*Information given*.
- - -
PR #11586, opened 2022-02-26
macOS: Round icon + min ver 11.6

nastys:
Prevents RPCS3 from running on macOS < 11.6 and rounds the icon to match the style of macOS Big Sur/Monterey.

rpcs3


ruthan:
Why is not possible to run it on older MacOS? 
 I still have my Hackingtosh with Nvidia card and there not even drivers for newer MacOS, so this simply limiting support to Intel and AMD only.

nastys:
> Why is not possible to run it on older MacOS? I still have my Hackingtosh with Nvidia card and there not even drivers for newer MacOS, so this simply limiting support to Intel and AMD only.

CI builds don't run on anything lower than 11.6. If you build it yourself, you can go as far back as 10.14, but MoltenVK requires the latest revision of 10.15.
macOS provides NVIDIA Kepler drivers on 11.6 and earlier, but the drivers aren't good enough for RPCS3.
NVIDIA web drivers for Pascal GPUs only work on macOS 10.13, which doesn't support MoltenVK nor Homebrew Clang/llvm 13, required to build RPCS3.
tl;dr NVIDIA didn't work before, and it doesn't work now.

PR #11593, opened 2022-02-28
rsx: Downgrade depth-1 3D images to 2D

kd-11:
Fixes problems with implicit view types derived from image dimensions.

### DIFF
--- a/rpcs3/Emu/RSX/Common/texture_cache.h
+++ b/rpcs3/Emu/RSX/Common/texture_cache.h
@@ -2092,20 +2092,6 @@ namespace rsx
 
 			switch (extended_dimension)
 			{
-			case rsx::texture_dimension_extended::texture_dimension_1d:
-				attributes.depth = 1;
-				attributes.height = 1;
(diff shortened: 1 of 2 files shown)


rpcs3/Emu/RSX/Common/texture_cache.h
```diff
@@ -2115,10 +2101,33 @@ namespace rsx
...
 				attributes.depth = tex.depth();
+				if (attributes.depth > 1)
+				{
+					subsurface_count = 1;
+					tex_size = static_cast<u32>(get_texture_size(tex));
+					required_surface_height = tex_size / attributes.pitch;
+					attributes.slice_h = required_surface_height / attributes.depth;
+					break;
+				}
+				else
```
Megamouse, line 2112: Else is not necessary here

nitroos-ai:
Broke 'Shader Interpreter only'.

kd-11:
This is a workaround for a broken mod that crashes on real hardware, so I don't think its worth the effort in that case.

PR #11601, opened 2022-03-05
macOS 12 Low Power Mode detection

nastys:
Warns the user if Low Power Mode on macOS is enabled.
(Can also be implemented e.g. on Windows.)


rpcs3/main.cpp
```diff
@@ -539,6 +539,9 @@ int main(int argc, char** argv)
 	sys_log.notice("Maximum open file descriptors: %i", utils::get_maxfiles());
 #endif
 
+	if (utils::get_low_power_mode())
+		sys_log.error("Low Power Mode is enabled, performance may be low!");
```
illusion0001, line 543: performance may be reduced.

rpcs3/main.cpp
```diff
@@ -539,6 +539,9 @@ int main(int argc, char** argv)
 	sys_log.notice("Maximum open file descriptors: %i", utils::get_maxfiles());
 #endif
 
+	if (utils::get_low_power_mode())
```
kd-11, line 542: Missing braces

rpcs3/util/sysinfo.cpp
```diff
@@ -57,6 +57,10 @@ namespace Darwin_Version
 	extern int getNSminorVersion();
 	extern int getNSpatchVersion();
 }
+namespace Darwin_ProcessInfo
```
kd-11, line 60: Insert newline before the new namespace

rpcs3/main.cpp
nastys: They're also missing in the file limit code above.

kd-11: Then add them there as well. You're the author of that code.

nastys: I didn't write the Linux code (which is also missing braces), but alright.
- - -
*What this task involves*. Your task is to find every line above containing the word "extern" and copy it.

*Result of this exercise*.
 	extern int getNSminorVersion();
 	extern int getNSpatchVersion();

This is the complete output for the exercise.